A slight gripe I have with Frontmacs is everything is loaded eagerly on
startup. I'd imagine this massively increases start up time given how heavy
weight some of the packages are (yasnippet, magit, tide). I also find issues
with it calling itself _awesome_ without integrating with any emacs window
management package.

Most config in emacs these days is just installing a couple of packages and
toggling on and off a couple customizable variables, and occasionally a couple
of `add-hook` calls. These are all low hanging fruits since packages became an
official thing in Emacs. The most annoying and non-obvious part of Emacs is
how it manages windows. To tame the totally insane default window management
system, you pretty much have to shop for a layout manager of some sort, and in
order to do that, you have to know what Emacs is doing under the hood. That's
hard and I wish more of these Emacs distros would come integrated with some
sane window management package.

I used to just rely on popwin and desktop mode mainly, and used golden-ratio
and centered-window-mode for a while.

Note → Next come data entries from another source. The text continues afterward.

PR #562, opened 2025-10-30
docs(build): Introduce RFC/Decisions with Just

rogeruiz:
# 🔀 PULL REQUEST

## 💡 Summary

This patch adds new automation around authoring decision records for the
project. Using for example, `just rfc new "Title of decision record"`, you can
create new decision records that can be displayed in either Structurizr Lite or
GitHub.

## 🔗 Related Issue

Related to the work done in #571 to be able to share decisions with the team.

## ✅ Acceptance Criteria

- n/a

## 🧪 How to test

You can test this out by running `just decisions new` with a title as an
argument. This should create a new decision record in the `docs/decision/`
directory with the contents from the `.template` found in that directory.

### DIFF
--- a/docs/decisions/.template
+++ b/docs/decisions/.template
@@ -4,7 +4,7 @@ Date: ${today}
 
 ## Status
 
-Proposed
+Proposed/Accepted/Superseded
 
 ## Context and Problem Statement
 


jakewheeler:
Am I missing a step? Is there supposed to be a `.template` file present already?

This is my output:
```
📝 Creating a new decision record on 2025-11-04
🔍 Found decision record title: test
🔦 Checking for existing decision records in /dibbs-ecr-refiner/docs/decisions
node:fs:561
  return binding.open(
                 ^

Error: ENOENT: no such file or directory, open '/dibbs-ecr-refiner/docs/decisions/.template'
    at Object.openSync (node:fs:561:18)
    at Object.readFileSync (node:fs:445:35)
    at Object.<anonymous> (/private/var/folders/b6/k0rrsktd7bggph42z089sj6w0000gn/T/just-JBkKuc/_new:123:21)
```

justfile
```diff
@@ -75,3 +82,71 @@ test:
...
+      .filter(isFile);
+
+    console.info(`🔍 Found ${(files.length + "").padStart(4, '0')} {{ type }}(s)`);
+
+    const nextNumber = files.length + 1;
+    const nextNumberString = (nextNumber + "").padStart(4, '0');
+
+    console.info(`🖊️ Setting your new {{ type }} to #${nextNumberString}`);
+
+    const nextFilePath = path.join(
```
jakewheeler: Any way we could include the date in the path for convenience?

No strong opinions on formatting. Something like this could work?
`0003_2025-11-04_name.md`

docs/decisions/.template
```diff
@@ -0,0 +1,27 @@
+# ${nextNumber}. ${title}
+
+Date: ${today}
+
+## Status
+
+Proposed
```
jakewheeler: What are the expected statuses we'd add here?

rogeruiz: Ah yeah good question. I think either `Proposed`, `Accepted`, and `Superseded` would be enough for now. I'm open to using other statuses that may make more sense. But I believe these three are good defaults.

justfile
rogeruiz: Sure! I'll add this shortly.

rogeruiz: Added in 6f65ef6.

Recently I've completely ripped them out
of my config and replaced them with [purpose]([https://github.com/bmag/emacs-
purpose](https://github.com/bmag/emacs-purpose)) and
[perspective]([https://github.com/nex3/perspective-
el](https://github.com/nex3/perspective-el)). I'm loving them so far, others
seem to like e2wm, tile, rotate and others.

[1]:
[https://github.com/wyuenho/dotfiles/blob/master/.emacs](https://github.com/wyuenho/dotfiles/blob/master/.emacs)
[2]:
[https://github.com/wyuenho/dotfiles/blob/master/.emacs.d/cus...](https://github.com/wyuenho/dotfiles/blob/master/.emacs.d/custom.el)

------
nukeop
After years of using other people's configs, I found that they never really
fit my way of working completely and they're filled with things I don't
understand and/or don't use. I think most people will want to use their own
configs after a while, and that's one of emacs's greatest strengths. Nowadays
we have multiple package repositories and multiple ways of configuring it to
suit your tastes.

I also find the description filled with buzzwords and buzz-phrases to the
point where it becomes meaningless.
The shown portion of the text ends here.